The research team quizzed just over 700 patients attending eight hospital emergency care departments and eight walk–in centres located in hospital grounds. Patients were asked about their treatment preferences and what they thought of the treatment they had been given.

Most people went to an emergency care department first, even when a walk-in centre was available in the hospital grounds. And almost 80% of those at walk-in centres had been redirected there from emergency care departments.

A third of those being treated at a walk-in centre said they would have preferred to go to a hospital emergency care department.
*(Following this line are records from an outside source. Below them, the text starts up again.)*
PR #845, opened 2024-05-17
SNOW-1417197 Check inherited roles when resolving schema evolution permissions

sfc-gh-mbobowski:
# Overview

SNOW-1417197 Check inherited roles when calculating schema evolution

A customer reported an issue that when schema evolution grants are inherited from the other role the table is created but all records are sent to DLQ.

We cannot test this change in e2e right now in a clean way, because test user does not have a `securityadmin` role and cannot create other roles - this is a gap that should be addressed at some point. I managed to test this change manually by running schematization tests with role mbobowski_testrole_kafka:
```
create role mbobowski_testrole_kafka;
grant role testrole_kafka to role mbobowski_testrole_kafka;
grant role mbobowski_testrole_kafka to user test_kafka;
```

I would like to extract permission checking logic into a separate class and write unit tests in a separate PR.

## Pre-review checklist
- [ ] Snowpipe Changes


sfc-gh-mbobowski:
Realised that it needs some improvements. Temporary closing.

PR #850, opened 2024-05-22
Change log level debug for fetched offset message

ebuildy:
# Overview

This log message is too verbose and not provide "info level" information. 

It is inside a loop from https://github.com/snowflakedb/snowflake-kafka-connector/blob/master/src/main/java/com/snowflake/kafka/connector/SnowflakeSinkTask.java#L340

Maybe here we should add info logs?

## Pre-review checklist
- [X] Snowpipe Changes
- [X] Snowpipe Streaming Changes

## Urgency

This review is *normal* priority

## Risks

No impact on operation, impact only if user relies on this log message for monitoring or alerting.


sfc-gh-achyzy (commented):
We understand that some default settings might not apply to all environments and scenarios. Still, we would like to keep the logging defaults a bit more verbose—or, in other words, on a level that allows us to troubleshoot most scenarios and customers. So, we'd like to ask you to change the logging configuration when the defaults are too verbose.

PR #851, opened 2024-05-23
SNOW-1061848: Introduce TopicPartitionChannel interface

sfc-gh-akowalczyk:
# Overview

SNOW-1061848

We want to remove double buffering from the project completely, which is quite a significant change, so we need to temporarily support running **with** and **without** the additional buffer.

This PR is a first attempt to extract an interface that both approaches (with and without buffer) will implement so we can easily switch between them.

## Pre-review checklist
- [ ] Snowpipe Changes


sfc-gh-dseweryn (commented):
Generally OK for me. I think that the ExposingInternalsTopicPartition interface should be either directly implemented on a particular TopicPartitionChannel implementation or available only in tests

src/main/java/com/snowflake/kafka/connector/internal/streaming/channel/ExposingInternalsTopicPartitionChannel.java
```diff
@@ -0,0 +1,58 @@
+package com.snowflake.kafka.connector.internal.streaming.channel;
+
+import com.google.common.annotations.VisibleForTesting;
+import com.snowflake.kafka.connector.internal.streaming.BufferedTopicPartitionChannel;
+import com.snowflake.kafka.connector.internal.streaming.telemetry.SnowflakeTelemetryChannelStatus;
+import com.snowflake.kafka.connector.internal.telemetry.SnowflakeTelemetryService;
+import dev.failsafe.Fallback;
+import net.snowflake.ingest.streaming.SnowflakeStreamingIngestChannel;
+
+public interface ExposingInternalsTopicPartitionChannel {
```
sfc-gh-akowalczyk, line 10: To avoid confusion, the intention was to create this interface as a midstep before investing time in further refactoring. These methods existed already in the previous implementation and were freely accessible by other classes (used to have `protected` modifier).

In the future, I'd like to get rid of the interface but for now, I'd like to focus on discussing whether having a single interface `TopicPartitionChannel` having 2 implementations (buffered and non-buffered) is the way to go.

Additional refactoring will be done afterward.

sfc-gh-mbobowski (approved):
I tried to imagine how I would approach this problem and I was thinking about:
1. Creating a builder for this class to have only one constructor used
2. Creating an abstract class instead of interface. Abstract class would contain `channel` and all methods that are not related to buffering (like getOffsetSafeToCommitToKafka, closeChannel, isChannelClose, getChannelNameFormat).

But I am also ok with the interface-based approach.

sfc-gh-akowalczyk:
> I tried to imagine how I would approach this problem and I was thinking about:
> 
> 1. Creating a builder for this class to have only one constructo
> 2. Creating an abstract class instead of interface. Abstract class would contain `channel` and all methods that are not related to buffering (like getOffsetSafeToCommitToKafka, closeChannel, isChannelClose, getChannelNameFormat).
> 
> But I am also ok with the interface-based approach.

Thanks, let me rethink this approach.

src/main/java/com/snowflake/kafka/connector/internal/streaming/BufferedTopicPartitionChannel.java
```diff
@@ -1181,42 +1088,50 @@ public String toString() {
         .toString();
   }
 
+  @Override
   @VisibleForTesting
-  protected long getOffsetPersistedInSnowflake() {
+  public long getOffsetPersistedInSnowflake() {
```
sfc-gh-gjachimko, line 1093: do we really need to change visibility of these methods?

src/main/java/com/snowflake/kafka/connector/internal/streaming/DirectTopicPartitionChannel.java
```diff
@@ -0,0 +1,90 @@
...
+import com.snowflake.kafka.connector.internal.telemetry.SnowflakeTelemetryService;
+import net.snowflake.ingest.streaming.SnowflakeStreamingIngestChannel;
+import org.apache.kafka.connect.sink.SinkRecord;
+
+import java.util.concurrent.CompletableFuture;
+
+public class DirectTopicPartitionChannel implements TopicPartitionChannel {
+  @Override
+  public long getOffsetPersistedInSnowflake() {
+    return 0;
```
sfc-gh-gjachimko, line 14: this probably doesn't hurt, as it isn't used anywhere, but i tent do throw UnsupportedOperationException for such initial stub methods.

sfc-gh-gjachimko (approved):
lgtm. solid baseline for further work. i like the name refactor.

src/main/java/com/snowflake/kafka/connector/internal/streaming/DirectTopicPartitionChannel.java
sfc-gh-akowalczyk: let me leave it as it is now, it will be replaced in the next iterations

But only 12 to 13% of those at emergency care departments said they would have preferred a walk-in centre.

Over half of those at walk-in centres did not even realise that they were being treated in this kind of facility. Those who chose to go to a walk-in centre thought they would be seen more quickly or that it would be quicker than trying to get an appointment with their family doctor.

There was no difference in the satisfaction levels patients expressed with either type of care.

“The [government] policy aim of establishing walk-in centres to improve access to care appears to have been lost or subsumed by a more immediate demand to reduce A&E workload and waiting times,” say the authors.

They add: “There is no evidence from the data available that walk-in centres colocated with A&E departments have achieved the aim of increasing patient choice, preferences or satisfaction with care received.”